MATERIAL PROVIDED
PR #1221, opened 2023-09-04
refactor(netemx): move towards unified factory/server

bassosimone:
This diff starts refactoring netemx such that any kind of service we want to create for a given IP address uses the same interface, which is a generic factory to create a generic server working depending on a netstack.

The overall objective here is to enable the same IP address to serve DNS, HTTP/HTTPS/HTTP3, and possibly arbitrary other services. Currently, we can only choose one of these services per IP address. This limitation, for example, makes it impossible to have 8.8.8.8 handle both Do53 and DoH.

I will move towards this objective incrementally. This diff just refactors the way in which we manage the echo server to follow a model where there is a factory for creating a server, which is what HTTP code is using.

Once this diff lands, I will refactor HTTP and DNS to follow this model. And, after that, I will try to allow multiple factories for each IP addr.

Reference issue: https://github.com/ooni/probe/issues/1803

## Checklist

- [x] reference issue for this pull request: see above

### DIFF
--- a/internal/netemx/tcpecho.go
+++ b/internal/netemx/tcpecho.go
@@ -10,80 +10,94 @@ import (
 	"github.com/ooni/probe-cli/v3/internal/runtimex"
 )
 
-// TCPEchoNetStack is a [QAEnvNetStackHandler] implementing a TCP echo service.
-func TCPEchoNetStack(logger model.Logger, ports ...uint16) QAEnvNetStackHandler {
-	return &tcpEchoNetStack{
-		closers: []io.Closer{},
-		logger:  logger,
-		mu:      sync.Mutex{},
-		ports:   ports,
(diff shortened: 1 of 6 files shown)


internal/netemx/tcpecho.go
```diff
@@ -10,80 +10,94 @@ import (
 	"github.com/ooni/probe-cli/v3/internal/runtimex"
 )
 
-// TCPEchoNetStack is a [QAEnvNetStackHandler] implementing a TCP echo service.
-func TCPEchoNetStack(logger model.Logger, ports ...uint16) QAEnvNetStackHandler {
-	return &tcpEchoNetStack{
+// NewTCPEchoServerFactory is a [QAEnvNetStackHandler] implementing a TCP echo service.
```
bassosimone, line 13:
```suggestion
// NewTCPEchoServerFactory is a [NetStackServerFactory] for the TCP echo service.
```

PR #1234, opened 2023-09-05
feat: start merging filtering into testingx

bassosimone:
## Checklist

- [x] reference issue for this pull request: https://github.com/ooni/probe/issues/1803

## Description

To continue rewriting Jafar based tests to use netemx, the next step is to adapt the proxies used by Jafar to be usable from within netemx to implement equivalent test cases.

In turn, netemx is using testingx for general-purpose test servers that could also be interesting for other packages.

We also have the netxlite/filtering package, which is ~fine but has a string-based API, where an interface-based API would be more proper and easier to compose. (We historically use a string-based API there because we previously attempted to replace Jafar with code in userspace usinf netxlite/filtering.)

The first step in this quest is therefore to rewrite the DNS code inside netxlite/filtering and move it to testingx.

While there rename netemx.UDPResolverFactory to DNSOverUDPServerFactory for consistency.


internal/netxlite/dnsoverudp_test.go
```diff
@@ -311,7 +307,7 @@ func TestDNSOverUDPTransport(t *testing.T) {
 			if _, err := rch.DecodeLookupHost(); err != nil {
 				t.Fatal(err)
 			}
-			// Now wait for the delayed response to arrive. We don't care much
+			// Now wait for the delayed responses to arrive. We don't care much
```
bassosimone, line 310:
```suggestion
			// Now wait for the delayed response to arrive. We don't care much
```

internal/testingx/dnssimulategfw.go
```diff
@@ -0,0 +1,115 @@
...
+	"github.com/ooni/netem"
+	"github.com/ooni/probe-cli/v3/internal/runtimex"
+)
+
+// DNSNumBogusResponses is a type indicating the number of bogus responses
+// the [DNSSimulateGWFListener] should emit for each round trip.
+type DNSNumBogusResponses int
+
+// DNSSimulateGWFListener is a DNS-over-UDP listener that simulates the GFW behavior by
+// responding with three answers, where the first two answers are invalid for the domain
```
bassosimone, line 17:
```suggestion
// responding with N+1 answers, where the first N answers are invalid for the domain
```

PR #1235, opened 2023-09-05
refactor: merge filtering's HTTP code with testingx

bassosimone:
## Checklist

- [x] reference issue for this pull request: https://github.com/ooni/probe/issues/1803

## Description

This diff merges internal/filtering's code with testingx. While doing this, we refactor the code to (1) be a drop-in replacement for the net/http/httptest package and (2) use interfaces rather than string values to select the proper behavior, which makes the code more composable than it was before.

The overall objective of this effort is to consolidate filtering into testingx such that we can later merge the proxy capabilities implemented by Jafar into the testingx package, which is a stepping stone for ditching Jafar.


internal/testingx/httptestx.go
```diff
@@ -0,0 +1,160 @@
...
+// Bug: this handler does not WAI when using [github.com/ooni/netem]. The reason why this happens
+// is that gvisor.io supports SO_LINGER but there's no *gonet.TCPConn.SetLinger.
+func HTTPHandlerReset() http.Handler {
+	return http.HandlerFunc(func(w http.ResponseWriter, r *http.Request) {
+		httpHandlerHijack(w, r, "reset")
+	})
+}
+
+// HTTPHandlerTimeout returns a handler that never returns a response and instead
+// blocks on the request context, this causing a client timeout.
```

PROBLEM
Each entry should be retyped exactly as given.

RESPONSE
PR #1221, opened 2023-09-04
refactor(netemx): move towards unified factory/server

bassosimone:
This diff starts refactoring netemx such that any kind of service we want to create for a given IP address uses the same interface, which is a generic factory to create a generic server working depending on a netstack.

The overall objective here is to enable the same IP address to serve DNS, HTTP/HTTPS/HTTP3, and possibly arbitrary other services. Currently, we can only choose one of these services per IP address. This limitation, for example, makes it impossible to have 8.8.8.8 handle both Do53 and DoH.

I will move towards this objective incrementally. This diff just refactors the way in which we manage the echo server to follow a model where there is a factory for creating a server, which is what HTTP code is using.

Once this diff lands, I will refactor HTTP and DNS to follow this model. And, after that, I will try to allow multiple factories for each IP addr.

Reference issue: https://github.com/ooni/probe/issues/1803

## Checklist

- [x] reference issue for this pull request: see above

### DIFF
--- a/internal/netemx/tcpecho.go
+++ b/internal/netemx/tcpecho.go
@@ -10,80 +10,94 @@ import (
 	"github.com/ooni/probe-cli/v3/internal/runtimex"
 )
 
-// TCPEchoNetStack is a [QAEnvNetStackHandler] implementing a TCP echo service.
-func TCPEchoNetStack(logger model.Logger, ports ...uint16) QAEnvNetStackHandler {
-	return &tcpEchoNetStack{
-		closers: []io.Closer{},
-		logger:  logger,
-		mu:      sync.Mutex{},
-		ports:   ports,
(diff shortened: 1 of 6 files shown)


internal/netemx/tcpecho.go
```diff
@@ -10,80 +10,94 @@ import (
 	"github.com/ooni/probe-cli/v3/internal/runtimex"
 )
 
-// TCPEchoNetStack is a [QAEnvNetStackHandler] implementing a TCP echo service.
-func TCPEchoNetStack(logger model.Logger, ports ...uint16) QAEnvNetStackHandler {
-	return &tcpEchoNetStack{
+// NewTCPEchoServerFactory is a [QAEnvNetStackHandler] implementing a TCP echo service.
```
bassosimone, line 13:
```suggestion
// NewTCPEchoServerFactory is a [NetStackServerFactory] for the TCP echo service.
```

PR #1234, opened 2023-09-05
feat: start merging filtering into testingx

bassosimone:
## Checklist

- [x] reference issue for this pull request: https://github.com/ooni/probe/issues/1803

## Description

To continue rewriting Jafar based tests to use netemx, the next step is to adapt the proxies used by Jafar to be usable from within netemx to implement equivalent test cases.

In turn, netemx is using testingx for general-purpose test servers that could also be interesting for other packages.

We also have the netxlite/filtering package, which is ~fine but has a string-based API, where an interface-based API would be more proper and easier to compose. (We historically use a string-based API there because we previously attempted to replace Jafar with code in userspace usinf netxlite/filtering.)

The first step in this quest is therefore to rewrite the DNS code inside netxlite/filtering and move it to testingx.

While there rename netemx.UDPResolverFactory to DNSOverUDPServerFactory for consistency.


internal/netxlite/dnsoverudp_test.go
```diff
@@ -311,7 +307,7 @@ func TestDNSOverUDPTransport(t *testing.T) {
 			if _, err := rch.DecodeLookupHost(); err != nil {
 				t.Fatal(err)
 			}
-			// Now wait for the delayed response to arrive. We don't care much
+			// Now wait for the delayed responses to arrive. We don't care much
```
bassosimone, line 310:
```suggestion
			// Now wait for the delayed response to arrive. We don't care much
```

internal/testingx/dnssimulategfw.go
```diff
@@ -0,0 +1,115 @@
...
+	"github.com/ooni/netem"
+	"github.com/ooni/probe-cli/v3/internal/runtimex"
+)
+
+// DNSNumBogusResponses is a type indicating the number of bogus responses
+// the [DNSSimulateGWFListener] should emit for each round trip.
+type DNSNumBogusResponses int
+
+// DNSSimulateGWFListener is a DNS-over-UDP listener that simulates the GFW behavior by
+// responding with three answers, where the first two answers are invalid for the domain
```
bassosimone, line 17:
```suggestion
// responding with N+1 answers, where the first N answers are invalid for the domain
```

PR #1235, opened 2023-09-05
refactor: merge filtering's HTTP code with testingx

bassosimone:
## Checklist

- [x] reference issue for this pull request: https://github.com/ooni/probe/issues/1803

## Description

This diff merges internal/filtering's code with testingx. While doing this, we refactor the code to (1) be a drop-in replacement for the net/http/httptest package and (2) use interfaces rather than string values to select the proper behavior, which makes the code more composable than it was before.

The overall objective of this effort is to consolidate filtering into testingx such that we can later merge the proxy capabilities implemented by Jafar into the testingx package, which is a stepping stone for ditching Jafar.


internal/testingx/httptestx.go
```diff
@@ -0,0 +1,160 @@
...
+// Bug: this handler does not WAI when using [github.com/ooni/netem]. The reason why this happens
+// is that gvisor.io supports SO_LINGER but there's no *gonet.TCPConn.SetLinger.
+func HTTPHandlerReset() http.Handler {
+	return http.HandlerFunc(func(w http.ResponseWriter, r *http.Request) {
+		httpHandlerHijack(w, r, "reset")
+	})
+}
+
+// HTTPHandlerTimeout returns a handler that never returns a response and instead
+// blocks on the request context, this causing a client timeout.
```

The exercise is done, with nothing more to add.